┌──

PR #3116, opened 2023-01-06
Admin password reset

sirux88:
Since i'd like to use the admin reset password functionality within my instance I implemented the missing "Reset Master Password" policy and the needed functions

There are two points that (maybe) need improvment:

- Auto-enrollment won't work for instances without email enabled
- Bitwarden's reference implementation logs out the user to reset after resetting the password. I haven't found a api/method for this and also don't know how to implement

As i'm not used to programming in rust please feel free to comment and throw any improvements concering syntax.
All other improvements are welcome aswell

### DIFF
--- a/migrations/mysql/2023-01-06-151600_add_reset_password_support/up.sql
+++ b/migrations/mysql/2023-01-06-151600_add_reset_password_support/up.sql
@@ -1,0 +1,2 @@
+ALTER TABLE users_organizations
+ADD COLUMN reset_password_key VARCHAR(255);
--- a/migrations/mysql/2023-01-06-151600_add_reset_password_support/up.sql
+++ b/migrations/mysql/2023-01-06-151600_add_reset_password_support/up.sql
@@ -1,2 +1,2 @@
 ALTER TABLE users_organizations
-ADD COLUMN reset_password_key VARCHAR(255);
+ADD COLUMN reset_password_key TEXT;
--- a/src/api/core/organizations.rs
+++ b/src/api/core/organizations.rs
@@ -2583,7 +2583,7 @@ async fn put_reset_password(
 
     let reset_request = data.into_inner().data;
 
-    user.set_password_and_key(reset_request.NewMasterPasswordHash.as_str(), reset_request.Key.as_str(), None);
+    user.set_password(reset_request.NewMasterPasswordHash.as_str(), Some(reset_request.Key), true, None);
     user.save(&mut conn).await?;
 
     nt.send_user_update(UpdateType::LogOut, &user).await;
--- a/src/api/core/organizations.rs
+++ b/src/api/core/organizations.rs
@@ -2542,7 +2542,7 @@ async fn put_reset_password(
 
     // Sending email before resetting password to ensure working email configuration and the resulting
     // user notification. Also this might add some protection against security flaws and misuse
-    if let Err(e) = mail::send_admin_reset_password(&user.email.to_lowercase(), &user.name, &org.name).await {
+    if let Err(e) = mail::send_admin_reset_password(&user.email, &user.name, &org.name).await {
         error!("Error sending user reset password email: {:#?}", e);
     }
 
@@ -2615,19 +2615,11 @@ async fn check_reset_password_applicable_and_permissions(
     };
 
     // Resetting user must be higher/equal to user to reset
-    let mut reset_allowed = false;
-    if headers.org_user_type == UserOrgType::Owner {
-        reset_allowed = true;
+    match headers.org_user_type {
+        UserOrgType::Owner => Ok(()),
+        UserOrgType::Admin if target_user.atype <= UserOrgType::Admin => Ok(()),
+        _ => err!("No permission to reset this user's password"),
     }
-    if headers.org_user_type == UserOrgType::Admin {
-        reset_allowed = target_user.atype != (UserOrgType::Owner as i32);
-    }
-
-    if !reset_allowed {
-        err!("No permission to reset this user's password");
-    }
-
-    Ok(())
 }
 
 async fn check_reset_password_applicable(org_id: &str, conn: &mut DbConn) -> EmptyResult {
--- a/src/api/core/organizations.rs
+++ b/src/api/core/organizations.rs
@@ -711,10 +711,6 @@ async fn send_invite(
         err!("Only Owners can invite Managers, Admins or Owners")
     }
 
-    if !CONFIG.mail_enabled() && OrgPolicy::org_is_reset_password_auto_enroll(&org_id, &mut conn).await {
-        err!("With mailing disabled and auto-enrollment-feature of reset-password-policy enabled it's not possible to invite users");
-    }
-
     for email in data.Emails.iter() {
         let email = email.to_lowercase();
         let mut user_org_status = UserOrgStatus::Invited as i32;
@@ -729,10 +725,6 @@ async fn send_invite(
                 }
 
                 if !CONFIG.mail_enabled() {
-                    if OrgPolicy::org_is_reset_password_auto_enroll(&org_id, &mut conn).await {
-                        err!("With disabled mailing and enabled auto-enrollment-feature of reset-password-policy it's not possible to invite existing users");
-                    }
-
                     let invitation = Invitation::new(&email);
                     invitation.save(&mut conn).await?;
                 }
@@ -748,10 +740,6 @@ async fn send_invite(
                     // automatically accept existing users if mail is disabled
                     if !CONFIG.mail_enabled() && !user.password_hash.is_empty() {
                         user_org_status = UserOrgStatus::Accepted as i32;
-
-                        if OrgPolicy::org_is_reset_password_auto_enroll(&org_id, &mut conn).await {
-                            err!("With disabled mailing and enabled auto-enrollment-feature of reset-password-policy it's not possible to invite existing users");
-                        }
                     }
                     user
                 }
@@ -1597,17 +1585,8 @@ async fn put_policy(
         }
     }
 
-    // This check is required since invited users automatically get accepted if mailing is not enabled (this seems like a vaultwarden specific feature)
-    // As a result of this the necessary "/accepted"-endpoint doesn't get hit.
-    // But this endpoint is required for autoenrollment while invitation.
-    // Nevertheless reset password is fully fuctiontional in settings without mailing by manual enrollment
-
     if pol_type_enum == OrgPolicyType::ResetPassword && data.enabled && !CONFIG.mail_enabled() {
-        if let Some(policy_data) = &data.data {
-            if policy_data["autoEnrollEnabled"].as_bool().unwrap_or(false) {
-                err!("Autoenroll can't be used since it requires enabled emailing")
-            }
-        }
+        err!("Due to potential security flaws and/or misuse reset password policy is disabled on mail disabled instances")
     }
 
     let mut policy = match OrgPolicy::find_by_org_and_type(&org_id, pol_type_enum, &mut conn).await {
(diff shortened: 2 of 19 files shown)


BlackDex (changes requested):
Thanks for the contribution.
In general, since i haven't looked at the code that good yet.

You mentioned that it will not work without email being enabled.
In that case, please add restrictions and check if mail is enabled with `if CONFIG.mail_enabled() {`
and prevent this policy from being activated at all.
And, also check if the policy is enabled when an admin tries to use this feature, mail is still enabled, and not turned of afterwards. Maybe even prevent this policy from being active in that case?
That way we can prevent issue reports, and you can return an error message stating mail has to be enabled.

In regards to logging the user out. I have a PR open which helps with that for at least the web-socket enabled clients (#3076). But other then that, depending on if they need a hard logout/refresh from the user, you can use the `user.reset_security_stamp()` that will invalidate there security stamp, and will prevent any further valid communication from any client.

sirux88:
Concerning logging out:

> In regards to logging the user out. I have a PR open which helps with that for at least the web-socket enabled clients (#3076). But other then that, depending on if they need a hard logout/refresh from the user, you can use the `user.reset_security_stamp()` that will invalidate there security stamp, and will prevent any further valid communication from any client.

1. Since resetting the password relies on `user.set_password` `user.reset_security_stamp()` is already been executed. Therefore this should be fine for non-websocket-enabled clients
2. I added your mentioned web-socket logout within my latest commit. 
Seems to me like the default behavior of at least web-vault

BlackDex:
>
> 2. I added your mentioned web-socket logout within my latest commit.
>    Seems to me like the default behavior of at least web-vault

That is true for the one you are currently using. But desktop client and browser extensions will now also receive the logout request, else they would in the end act upon the reset of the security stamp, but this is a bit nicer i think.

sirux88:
> You mentioned that it will not work without email being enabled.
In that case, please add restrictions and check if mail is enabled with if CONFIG.mail_enabled() {
and prevent this policy from being activated at all.

Let me clarify a bit what I ment with "auto-enrollment":
The restriction I mentioned is only about auto-enrollment-feature. Auto-enrollment means newly invited users get enrolled automatically while accepting the invation. This is implemented within org-endpoint `/organizations/<org_id>/users/<_org_user_id>/accept`
On email-disabled-instances this endpoint is never gone to be hit. As a consequence reset-password can't be enrolled

Manual enrollment can always be done. Also in email-disabled instances. 
So there's no need to disable the policy at all for email-disabled instances.

src/api/core/organizations.rs
```diff
@@ -1546,6 +1562,19 @@ async fn put_policy(
...
+    //Nevertheless reset password is fully fuctiontional in settings without mailing by manual enrollment
+    if pol_type_enum == OrgPolicyType::ResetPassword && data.enabled {
+        //Maybe this check could get improved to get away from string checking
+        //Deserializing from "serde_json::from_value" won't work with current scope
+        let pol_add = serde_json::to_string(&data.data)?;
+        if pol_add.contains("\"autoEnrollEnabled\":true") && !CONFIG.mail_enabled() {
+            err!("Autoenroll can't be used since it requires enabled emailing")
+        }
+    }
+
```
sirux88, line 1577: I already added a check on email-disabled instances. While setting the policy, an error is thrown if auto-enrollment is enabled on those instances preventing its usage

src/api/core/organizations.rs
```diff
@@ -740,6 +740,10 @@ async fn send_invite(
                     // automatically accept existing users if mail is disabled
                     if !CONFIG.mail_enabled() && !user.password_hash.is_empty() {
                         user_org_status = UserOrgStatus::Accepted as i32;
+
+                        if OrgPolicy::org_is_reset_password_auto_enroll(&org_id, &mut conn).await {
+                            err!("With disabled mailing and enabled auto-enrollment-feature of reset-password-policy it's not possible to invite existing users");
+                        }
```
sirux88, line 746: > And, also check if the policy is enabled when an admin tries to use this feature, mail is still enabled, and not turned of afterwards. Maybe even prevent this policy from being active in that case?
That way we can prevent issue reports, and you can return an error message stating mail has to be enabled.

I added a check that is preventing existing user invitation to current org if auto-enrollment is enabled but mailing is disabled.
This state can be reached if mailing was enabled while setting up the policy and disabling mailing afterwards.
I think this was what you ment.

sirux88: I put the check aswell for non existing users if they get invited. They habe the same restrictions.

sirux88: I refactored the stuff I did in my latest commit

BlackDex: While I still have not looked at this yet, but could you fix the clippy warnings `cargo clippy --features sqlite,mysql,postgresql` ? 
You can also install pre-commit and enable it for this repo so all checks are done before you commit :).

sirux88: If I should do a rebase to current main, please tell me

GeekCornerGH (changes requested):
You should rebase your PR

sirux88:
Rebase done @GeekCornerGH

src/api/core/organizations.rs
BlackDex: This is probably a nicer option. Which also does some type-checking.
It also prevents from checking the `policy_data` if mail is enabled. This saves some checking and converting cycles.

```suggestion
    if pol_type_enum == OrgPolicyType::ResetPassword && data.enabled && !CONFIG.mail_enabled() {
        if let Some(policy_data) = &data.data {
            if policy_data["autoEnrollEnabled"].as_bool().unwrap_or(false) {
                err!("Autoenroll can't be used since it requires enabled emailing")
            }
        }
    }
```

src/api/core/organizations.rs
```diff
@@ -1570,6 +1597,19 @@ async fn put_policy(
         }
     }
 
+    //This check is required since invited users automatically get accepted if mailing is not enabled (this seems like a vaultwarden specific feature)
+    //As a result of this the necessary "/accepted"-endpoint doesn't get hit.
+    //But this endpoint is required for autoenrollment while invitation.
+    //Nevertheless reset password is fully fuctiontional in settings without mailing by manual enrollment
```
BlackDex, line 1603: Please add a space after the `//` 😄

src/api/core/organizations.rs
```diff
@@ -1570,6 +1597,19 @@ async fn put_policy(
...
+    if pol_type_enum == OrgPolicyType::ResetPassword && data.enabled {
+        //Maybe this check could get improved to get away from string checking
+        //Deserializing from "serde_json::from_value" won't work with current scope
```
BlackDex, line 1606: Same here regarding the `//`

BlackDex (changes requested):

src/api/core/organizations.rs
sirux88: I had something similar in the first place but I struggeld a bit with Rust.
Thanks for the improvement. I took it as you suggested

migrations/mysql/2023-01-06-151600_add_reset_password_support/up.sql
```diff
@@ -0,0 +1,2 @@
+ALTER TABLE users_organizations
+ADD COLUMN reset_password_key VARCHAR(255);
```
BlackDex, line 2: Bitwarden uses `longtext` for this, we use `text` for all the other key columns.
I suggest to change this to `TEXT` to prevent issues with long keys.

src/api/core/organizations.rs
```diff
@@ -2460,6 +2500,198 @@ async fn delete_group_user(
...
+        Some(user) => user,
+        None => err!("User not found"),
+    };
+
+    let reset_request = data.into_inner().data;
+
+    user.set_password(reset_request.NewMasterPasswordHash.as_str(), Some(reset_request.Key), true, None);
+    user.save(&mut conn).await?;
+
+    nt.send_user_update(UpdateType::LogOut, &user).await;
```
BlackDex, line 2589: Please update this to `nt.send_logout()`;

```suggestion
    nt.send_logout(&user, None).await;
```

BlackDex (changes requested):
Some small changes on items i see right now.
I haven't tested the code yet.

src/api/core/organizations.rs
```diff
@@ -2460,6 +2500,198 @@ async fn delete_group_user(
...
+#[put("/organizations/<org_id>/users/<org_user_id>/reset-password", data = "<data>")]
+async fn put_reset_password(
+    org_id: String,
+    org_user_id: String,
+    headers: AdminHeaders,
+    data: JsonUpcase<OrganizationUserResetPasswordRequest>,
+    mut conn: DbConn,
+    ip: ClientIp,
+    nt: Notify<'_>,
+) -> EmptyResult {
```
BlackDex, line 2539: This function needs to check if `CONFIG.mail_enabled()` at the start of the function, and deny a password reset if not enabled. This could be a security risk when an admin in some way is able to disable this.

I might even say that we should send the mail first, if that is successful then reset the password, else don't even reset the password at all, since that also could cause a security issue.

It might even be better to do this during the `get_reset_password_details` function. That way it should prevent the UI from continuing i think.

Maybe you need to put some other `CONFIG.mail_enabled()` checks at some functions to prevent security issues regarding the password reset?

BlackDex (changes requested):

migrations/mysql/2023-01-06-151600_add_reset_password_support/up.sql
BlackDex: I just tested the code, and my keys are bigger then 255.

sirux88: I changed this as suggested. Don't know why I did this in the first place and only for mysql.
Sorry for that

src/api/core/organizations.rs
sirux88: Changed as suggested

src/api/core/organizations.rs
sirux88: I changed a couple of think to get along with what you suggested.
I refactored two check routines and added those to the relevant methods for password resetting. 

Since the additional checks now exclude using reset password policy in email-disabled instances at all I ended up in blocking reset password policy (on email disabled instances) while setting it (an error is thrown).
This may disappoint users but in my eyes security goes first for that functionality

sirux88: Is there a chance to hide a policy conditionally @BlackDex? 
I don't see any endpoint that queries available policies (`"/organizations/<org_id>/policies")` only fetches the once that exist in database context not in general) or any other way to do this

src/api/core/organizations.rs
```diff
@@ -2647,16 +2601,41 @@ async fn get_reset_password_details(
...
+    }
+    if headers.org_user_type == UserOrgType::Admin {
+        reset_allowed = target_user.atype != (UserOrgType::Owner as i32);
+    }
+
+    if !reset_allowed {
+        err!("No permission to reset this user's password");
+    }
+
+    Ok(())
```
BlackDex, line 2630: A `match` would be better suited here. Now all if statements are always processed while only one should be needed.

```suggestion
    match headers.org_user_type {
        UserOrgType::Owner => Ok(()),
        UserOrgType::Admin if target_user.atype <= UserOrgType::Admin => Ok(()),
        _ => err!("No permission to reset this user's password"),
    }
```

BlackDex (changes requested):
Some quick items i saw just now. Will try to further test and check later today.

src/api/core/organizations.rs
BlackDex: You can hide that policy by setting https://github.com/dani-garcia/vaultwarden/pull/3116/files#diff-1fbd2918c7f409ef277132370231b3fb9646fe76f7661af3eeead167540ec671R162 to `false` if mail is disabled.

That should solve at least the checking during the enabling of the policy. I also think that it will prevent the interface from even showing the option to reset a users password if that is set to false.

Then the only thing still needed to be done is make sure the password isn't reset if the mail was unable to be sent, to prevent the users from not knowing it was reset.

sirux88: > You can hide that policy by setting https://github.com/dani-garcia/vaultwarden/pull/3116/files#diff-1fbd2918c7f409ef277132370231b3fb9646fe76f7661af3eeead167540ec671R162 to `false` if mail is disabled.
> 
> That should solve at least the checking during the enabling of the policy. I also think that it will prevent the interface from even showing the option to reset a users password if that is set to false.

Yeah you are right. Setting 'UseResetPassword' to false (conditionally by 'CONFIG.mail_enabled()') hides the policy.
Therefore I removed the check within setting the policy (as you mentioned aswell)

src/api/core/organizations.rs
sirux88: much better than mine

BlackDex (approved):
Great! Looks nice, and seems to work fine during my tests.
Thanks for the contribution!

src/api/core/organizations.rs
sirux88: > Then the only thing still needed to be done is make sure the password isn't reset if the mail was unable to be sent, to prevent the users from not knowing it was reset. Because all other items are already hidden.

Is https://github.com/dani-garcia/vaultwarden/pull/3116/files?diff=unified&w=0#diff-4a9695da74664125793a066394e03e68892b306081e00dc7861f2da1145b0c48R2539-R2543 not enough?

I put sending the email before resetting the password itself. The error thrown should interrupt processing if the email could not be sent.

One single point would remain, if the email won't get delivered by the email server. 
But I think we can't add any protection against that since it is out of vaultwarden's scope

BlackDex: I think it's fine right now. We can't ensure the mail is delivered indeed. But we at least tried to be to be as certain as possible.

dani-garcia (approved):

dani-garcia:
Thanks!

└──

● **Problem to work on**:
Looking at the listing above, which lines hold "against"? Copy every such line.

● **Reply to the exercise**:
     // user notification. Also this might add some protection against security flaws and misuse
But I think we can't add any protection against that since it is out of vaultwarden's scope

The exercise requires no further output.